Texto de Mário Pereira

Uma das marcas, invisível mas bem notória, dos incêndios de 15 de outubro é a demora na reposição dos serviços de telecomunicações, continuando o triste espetáculo dos fios pendurados em postes semi queimados sem que se vejam ainda os novos que os deveriam substituir.

São várias as aldeias em que ainda não foi reposto o telefone fixo nem a internet, mas algumas em que a televisão já chegava por cabo comemoraram já dois meses sem televisão, telefone e sem internet. Enfim um verdadeiro regresso ao passado.

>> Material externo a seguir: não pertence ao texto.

PR #6573, opened 2020-04-13
Prevent Crafty Shield from blocking Perish Song 

timbosu:
Fixes the behavior from this replay:
https://replay.pokemonshowdown.com/gen8doublescustomgame-1096032925.log

### DIFF
--- a/data/moves.js
+++ b/data/moves.js
@@ -3120,6 +3120,7 @@ let BattleMovedex = {
 			onTryHitPriority: 3,
 			onTryHit(target, source, move) {
 				if (move && (move.target === 'self' || move.category !== 'Status')) return;
+				if (move.id === 'perishsong') return;
 				this.add('-activate', target, 'move: Crafty Shield');
 				return this.NOT_FAIL;
 			},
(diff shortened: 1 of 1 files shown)


Zarel:
Does Crafty Shield normally block moves that bypass Protect? I don't see the bypass-Protect detection...

timbosu:
Crafty Shield is working as intended, but the message "Crafty Shield protected the opposing [Pokemon]!" comes up twice when it shouldn't - those Pokemon are still being affected by Perish Song.

Zarel:
Does this affect other all-targeting moves? I don't think this should be hardcoded...

data/moves.js
```diff
@@ -3120,6 +3120,7 @@ let BattleMovedex = {
 			onTryHitPriority: 3,
 			onTryHit(target, source, move) {
 				if (move && (move.target === 'self' || move.category !== 'Status')) return;
+				if (move.id === 'perishsong') return;
```
Zarel, line 3123:
```suggestion
				if (['self', 'all'].includes(move.target) || move.category !== 'Status') return;
```

(`move.target === 'all'` covers Perish Song.)

Zarel:
Neat, thanks!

As telecomunicações são hoje um bem essencial e deveriam ter, praticamente, a mesma urgência no seu restabelecimento do que o abastecimento de água.

Hoje há idosos e crianças nas nossas aldeias que não têm televisão em casa há dois meses, o  que é uma experiência que pode ser interessante para quem fizer essa opção, mas que nos tempos em que vivemos se torna uma situação de grande privação e agrava o isolamento em que as pessoas vivem.

Conhecemos crianças cujos pais estão emigrados, tal como o caso inverso em que são os filhos que estão  fora e usavam a internet e para conversar em direto e agora estão limitadas a pequenas mensagens.

Perguntando à PT qualquer a previsão para o restabelecimento das ligações, a resposta foi que estão a trabalhar nisso, mas não têm previsões.  A verdade é que não se vê um trabalho sistemático de reposição dos postes e cabos parecendo que e a situação está a ser tratada como uma avaria habitual.